Jean Evesque (tel était son nom dans le monde) est né le 10 juillet 1820 aux Salelles près des Vans, d'une honorable famille du Vivarais, dans laquelle Dieu s'est choisi un grand nombre de religieux et de religieuses. L'enfant puisa au foyer paternel cette piété douce et énergique qui devait le soutenir et le distinguer toute sa vie. Mais avant de se donner complètement à l'Église de Dieu, il dut passer par l'épreuve de la caserne. En 1842, on était, en Algérie, au plus fort de la résistance d'Abd-el-Kader. Le jeune militaire pensait être envoyé en Afrique. Déjà les pays lointains avaient de l'attrait pour cette âme généreuse qui ne demandait que le sacrifice. Mais ses chefs le retinrent en France, et il dut passer une grande partie de son service à Bitche, petite forteresse d'Alsace qui s'est illustrée parle courage de ses défenseurs en 1870. Là, il conquit successivement les galons de caporal, de sergent et de sergent-major.

La vie de garnison ne changea rien à ses habitudes chrétiennes, il communiait régulièrement deux fois par mois. Aussi, sortant des Voltigeurs du 2e Léger, Jean Evesque demanda-t-il son admission parmi les Frères Léonistes de St-Ilan, dans le diocèse de St-Brieuc (cf notre n' 2 du mois de mars 1993). Il y resta de 1847 à 1856, date à laquelle le fondateur demanda au Père Schwindenhammer d'intégrer les Frères Léonistes dans la congrégation du Saint-Esprit et de prendre en charge son œuvre de St-Ilan.

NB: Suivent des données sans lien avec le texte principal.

Issue #2766, opened 2026-08-29
pre-commit complexity gate freezes gemm.rs: it scans staged files, so any edit is rejected on a pre-existing Cognitive 30


noahgift:
`cublas_prefill_gemm` measures **Cognitive 30** against a threshold of **25** at HEAD — verified with `pmat analyze complexity` on a stashed tree, not inferred from a failure message.

The pre-commit quality gate scans **staged files**, not the diff. So any edit to `gemm.rs` is rejected on the pre-existing complexity of a function the edit does not touch.

**The file is effectively frozen.** That matters right now because `gemm.rs` holds the FP8 GEMM at the centre of #2753, and it is where a per-GEMM input fingerprint naturally belongs — the instrumentation could not be placed at its natural site for this reason and had to go somewhere less apt.

## Why this is a gate-design problem rather than a code-cleanliness one

A threshold that blocks *edits to* a file rather than *increases in* its complexity inverts the incentive. The cheapest way to make a change to `gemm.rs` today is to not make it, or to put the code somewhere it does not belong — which is what happened here. It also means the file can only get worse: nobody can land the small refactor that would bring it under the threshold, because that refactor is itself an edit to a staged file that measures 30.

This is the same family as #2757 (a ratchet that makes a newly-discovered defect unrecordable) — a gate whose failure mode is to suppress the work rather than the defect.

## Suggested

Gate on the **delta** rather than the absolute: refuse a commit that raises a function's complexity or introduces a new function above threshold, and permit edits to a file whose pre-existing violations the commit does not worsen. That keeps the ratchet property — nothing gets worse — without freezing the files that most need attention.

Either way `cublas_prefill_gemm` deserves the refactor on its own merits; the point is that today nobody can land it.

noahgift:
Second instance, found during #2753's round-6 bisect.

`forward_utils.rs` is frozen the same way: `debug_q6k_lm_head` measures **Cognitive 41** against a threshold of 25, and it is reached through an `include!`, so the violation is not even visible in the file being edited.

That makes two files at the centre of an active investigation that cannot be modified — `gemm.rs` (Cognitive 30) and `forward_utils.rs` (Cognitive 41). In both cases the instrumentation had to be placed somewhere less apt, or avoided entirely.

The `include!` detail sharpens the original argument: a contributor editing `forward_utils.rs` sees a rejection naming a function that is not in the file they opened. The gate is not merely blocking unrelated work, it is doing so opaquely.

[...]

Issue #2757, opened 2026-08-28
G2.3's ungated ratchet makes a newly-found defect unrecordable, and G2.1 forces a touch rather than a correction


noahgift:
Found while closing G2.1 on #2742 (PERF-046). It did not bite — nothing was broken — but the next auditor who finds something will hit it.

**G2.3's `broken-and-ungated` ratchet makes a newly-discovered defect on ungated surface unrecordable.** Adding a 45th `quality<=4` ungated row fails the gate *even with a triage entry*. The honest paths available to the finder are: write the gate for that surface, or fix the defect.

Both are good outcomes in the abstract. The problem is what happens under time pressure: the cheapest way to make the gate green is to **not record the finding at all**, or to score the row above 4. A ratchet that makes honest reporting the most expensive option is pointed the wrong way — it ratchets the *ledger*, not the defect count.

Compare the shape the repo already accepts elsewhere: a shrink-only ratchet on **triaged** debt, where recording something new is permitted precisely because it has been triaged, and only the untriaged count may not grow.

## Related, from the same investigation: G2.1's honest limit now has a concrete instance

The gate's own header says it "forces the ledger to be TOUCHED, not to be CORRECT." Here is the first case anyone can point at: commit `ce712eae0` moved the `apr eval --task *` code **45 lines** and touched `docs/audits/surface_audit.csv` by exactly **1 insertion, 1 deletion**. G2.1 passed. The ledger went stale anyway, and stayed stale until #2742 happened to move the same code again and forced a real re-audit — which then found **10 rows** each citing a line 6 short of the arm it names.

So the touch-requirement bought nothing on that commit. Worth considering whether G2.1 can cheaply check that cited lines still land on a plausible definition, rather than only that the file was edited. Note the weaker version of this check is easy to get wrong: verifying the cited line merely exists and is non-blank passes all 10 of the stale rows above.

noahgift:
Closed by paiml-implement — #2879

noahgift:
Reopened by the PMAT-1100 triage orchestrator: this is a child of its epic (sub-issue), not a duplicate of it — the lane's close was wrong. Filed to a train below.

noahgift:
triage 2026-09-23 (aprender-dd, standing triage owner): milestoned to 0.70.0, theme Fast Train (CI, gates, pv, release tooling, hygiene); it moved out of `backlog` (the 2026-09-17 overflow bucket, not a release).

Issue #2753, opened 2026-08-28
P0: batched CUDA decode emits garbage for every m>1 — PERF-001's 3.32x aggregate is throughput of garbage tokens


noahgift:
**Batched CUDA decode produces garbage output for every `m > 1`.** The slots served from a batch emit a constant token to the cap, never emit a stop token, and therefore always run to `max_tokens`.

Found while root-causing F-BATCH-001's RED (#2747). The RED was real; the *cause* was not serialization.

## Evidence

One concurrent round, with `[PMAT-044] Batch m=3 done` in the server log proving the batched path engaged:

| slot | path | output | finish | tokens |
|---|---|---|---|---|
| A | m=1 fast path | coherent English | `stop` | 319 |
| B, C, D | served from the batch | `!!!!…` (token id 0 to cap) | `length` | 400 |

**Same binary, same model, same prompt, same second — only the path differs.** At m=4 the garbage takes other forms (`strarstrarstrar…`, `001.CompilerServicesétique…`). Reproduced on `qwen2.5-coder-0.5b` with m=3 slots garbage and m=1 slots fine *in the same run*, so it is not model-specific.

## What this invalidates

**PERF-001's credited "3.32x aggregate at N=8, ~1100 tok/s" is throughput of garbage tokens.** Its `completed` status in `docs/roadmaps/roadmap.yaml` needs revisiting on those grounds, not merely on F-BATCH-001 being RED.

It also explains the shape that made the serialization reading look plausible. The index is *flat* from c=2 (2.45 / 2.29 / 2.39) because every batched band hits the same `max_tokens` cap regardless of c. The recorded numbers refuted serialization before any new run: with `wall(1)=1.20s` the band walls are **1.20 / 2.94 / 2.75 / 2.87**, so `wall(2) > wall(4)`. Adding a client cannot make a serialized server faster; the quantity charged at c=2 is a constant. Two independent recordings agree on that direction.

The constant has two parts. The correctness defect above contributes 400/319 = 1.25x. A real per-token path penalty contributes the rest: c=1 replays a captured CUDA decode graph while c>1 launches eagerly, and the batched loop retakes `model.write()`, rescans for recycle/join, and embeds and `try_send`s per slot **per token** — measured at 2.93 ms/tok fast versus 5.01 ms/tok batched, **1.71x token-normalised**. Neither part scales with m, which is the entire flat shape.

[...]

PR #2773, opened 2026-08-29
batch: two gates that suppressed the work instead of the defect, and the guard the batch found unwired

noahgift:
Three sub-tickets for APR-PERF-GATE-001 (#2706). Two of them fix **gates whose failure mode was to suppress the work rather than the defect**; the third is a batch of guards from earlier in the epic.

## PERF-051 — the complexity gate froze the files most worth editing (#2766)

The pre-commit gate scanned **staged files** with an **absolute** threshold, so a file carrying a pre-existing violation could not be edited at all. During #2753 this blocked **four** files, each time forcing instrumentation somewhere less apt:

```
gemm.rs           cublas_prefill_gemm   Cognitive 30
forward_utils.rs  debug_q6k_lm_head     Cognitive 41, reached through include!
gemv_dispatch.rs  three violations, two of them in OTHER files
apply.rs          apply_qkv_bias        Cognitive 31
```

**The gate was not where the tracked `.githooks/` suggests.** `core.hooksPath = .git/hooks-apr`, which execs a pmat-generated `.git/hooks/pre-commit` marked "DO NOT EDIT" and untracked. The tracked `.githooks/pre-commit` is dead in this checkout and never had a complexity check at all.

Two properties nobody had recorded: **pmat follows `include!`**, so analysing `forward_utils.rs` reports a violation in `logits.rs`; and when pmat cannot produce a report, the `grep -qE 'Errors: *[1-9]'` simply does not match, so **the old gate silently passed**.

Now gated on the **delta** against HEAD. Measured both directions on the real files:

```
gemm.rs / forward_utils.rs / gemv_dispatch.rs / apply.rs   OLD rc=1 -> NEW rc=0
deepening cublas_prefill_gemm   REFUSED: WORSE ... = 40 (was 30 at HEAD)
```

**The live hook was deliberately not installed.** It is untracked, shared across every worktree on this box, and other agents are committing right now — run `make hooks-install`. Case tables found two defects review would not have: an unanchored `grep -n | cut` exited under `set -e`+`pipefail` so the installer failed **mutely**, and `END_MARK_RE` matched two lines because the no-source-files fast path prints the same marker ~50 lines earlier.

## PERF-052 — the ungated ratchet made a new defect unrecordable (#2757)

G2.3 ratcheted the **total** `broken-and-ungated` count, so recording a 45th `quality<=4` ungated row failed **even with a triage entry**. Under time pressure the cheapest way to green was to not record the finding, or to score it above 4 — a ratchet that makes honest reporting the most expensive option.

Reproduced against main before changing anything:

```
G2.4 waivers  PASS  45 broken-and-ungated, 45 triaged, 1 new
G2.3 floors   FAIL: broken-and-ungated is 45, must be <= 44
```

Now ratchets `untriaged_broken()`, floored from the **comparand's** ledger, not the working tree.

**Removing the total ratchet is not a net weakening, and that was tested rather than asserted.** The total blocked three moves; only one was a real regression — a gated row *losing* its gate while broken. That is now `G2.3 gate-loss`, keyed **per row**, because a count cannot express it: moving a gate off a broken row onto a healthy peer in the same cluster and binary leaves covered-total, per-binary and per-cluster counts all untouched. Verified on the real 830-row ledger, where that count-neutral swap goes RED and deleting the new rule makes it GREEN.

G2.1 was left alone deliberately. A cheap version of its citation check — verifying the cited line merely exists and is non-blank — **passes all ten of the stale rows** found earlier in this epic, and a check that launders stale rows is worse than none.

## PERF-042 / PERF-043 — pin-key and clippy-scope guards

`check_pin_keys_consumed.sh` (35 declared keys, 27 consumed, 8 ledgered on a two-way ratchet) and `check_gate_scope_not_narrowed.sh` + `lib/gate_scope.py` with 10 fixtures. `feat/v1-batchred` was **excluded** after confirming it is already an ancestor of `feat/v9-batchfix` (#2771), so nothing duplicates.

## The integration defect only the batch could see

`check_complexity_gate_wiring.sh` arrived named by no workflow — v12 left wiring out of scope — and `check_guards_are_wired.sh` refused it. Each unit is green alone; only the batch puts a new guard in front of the guard that governs guards. Two steps added to `ci.yml`: the wiring guard, and `make hooks-delta-test` for its 66 case-table rows.

## Verification (combined tree)

`check_guards_are_wired`, `check_dogfood_coverage` (+self-test), `check_baseline_ratchets`, `check_no_claim_literals`, `check_mutation_registry`, `check_roadmap_completion_is_cited`, `perf_gate --selftest`, `check_workflow_env_defined`, `check_runner_labels`, `check_complexity_gate_wiring`, `make hooks-delta-test` — all rc=0.

Both gate changes **loosen** a gate, so each was independently verified to still go RED: 8 constructions for the delta gate (including new-file, new-function-in-violating-file, and rename-and-worsen) and 5 for the triage ratchet (including a count-neutral gate-loss swap and a rename evasion) — all built against fresh fixtures rather than replaying the authors' own cases.

`scripts/perf-matrix.yaml` untouched; all 8 cells remain `UNMEASURED`.


noahgift:
PP-066 triage (epic #2873, ticket #2986): **MERGE-0.66:I-24 → STOP:conflict** — one rebase attempt onto `origin/main` @ cdc0acb99 (`git rebase origin/main` in a detached worktree) stopped on: `scripts/check_bench_protocol.sh scripts/check_comparator_flags.sh scripts/lib/parity_block.py scripts/llama_bin.sh scripts/llama_pin.toml scripts/parity_host_receipt.sh`. Aborted (`git rebase --abort`), branch untouched, labelled `pp-066/merge,pp-066/conflict`. Batch; gate was GREEN on the stale base (11 pass), so not split. The first conflict (.gitignore, both sides appended) was resolved as a union and the replay continued; the second stop is the comparator-pin/parity-block cluster, which main reworked. Linked issues map to G-8 (#2757) and S-2 (#2766); intersects I-24 (parity_block.py), C0-1/G-4 (ci.yml). Producer is never the gate: nothing armed.

noahgift:
PP-066 triage (epic #2873, ticket #2986) — **PRIOR-ART CLOSE** (operator decision, STEP 2b). The branch is retained as `prior-art/2773` and is never deleted; the intent is carried on the issue named below. Zero semantic merges were made.

`prior-art: prior-art/2773@e9314a707 · intent → G-8 (#2898; holds #2757) — also S-2 #2922 (#2766) · salvage: scripts/lib/gate_scope_cases/*.{json,yml} (10) scripts/tests/complexity_delta_gate_cases.sh scripts/tests/complexity_delta_gate_install_cases.sh scripts/tests/complexity_delta_gate_regex_cases.sh scripts/tests/fixtures/pmat_generated_pre_commit.fixture · conflicts: scripts/check_bench_protocol.sh scripts/check_comparator_flags.sh scripts/lib/parity_block.py scripts/llama_bin.sh scripts/llama_pin.toml scripts/parity_host_receipt.sh (.gitignore was both-appended and unioned before the replay stopped)`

La maturité de son esprit, son expérience, son ardeur au travail, l'avaient fait particulièrement apprécié dans la colonie agricole de St-Ilan. Mais la Providence le voulait au Sénégal. Mgr Kobès brûlait de développer une œuvre qui lui était chère entre toutes : élever des enfants, les former au travail, à l'agriculture, et constituer peu à peu des familles chrétiennes. Dans ce but, il demanda avec instance un Frère qui pût le seconder dans son entreprise. Le Frère Antonin, en ayant connaissance, supplia le Supérieur général de l'envoyer en Sénégambie. La Mission venait de perdre coup sur coup sept ou huit missionnaires. Cela ne l'effraya nullement, et après trois mois de traversée, il fut tout heureux de prendre en charge les jeunes enfants de la ville naissante de Dakar : il devait leur apprendre le catéchisme, la lecture, l'écriture, le calcul et le travail manuel. Creusant un puits dans une petite vallée descendant à la mer, le Frère Antonin obtint de l'eau douce en abondance qui lui permit de créer un splendide jardin légumier.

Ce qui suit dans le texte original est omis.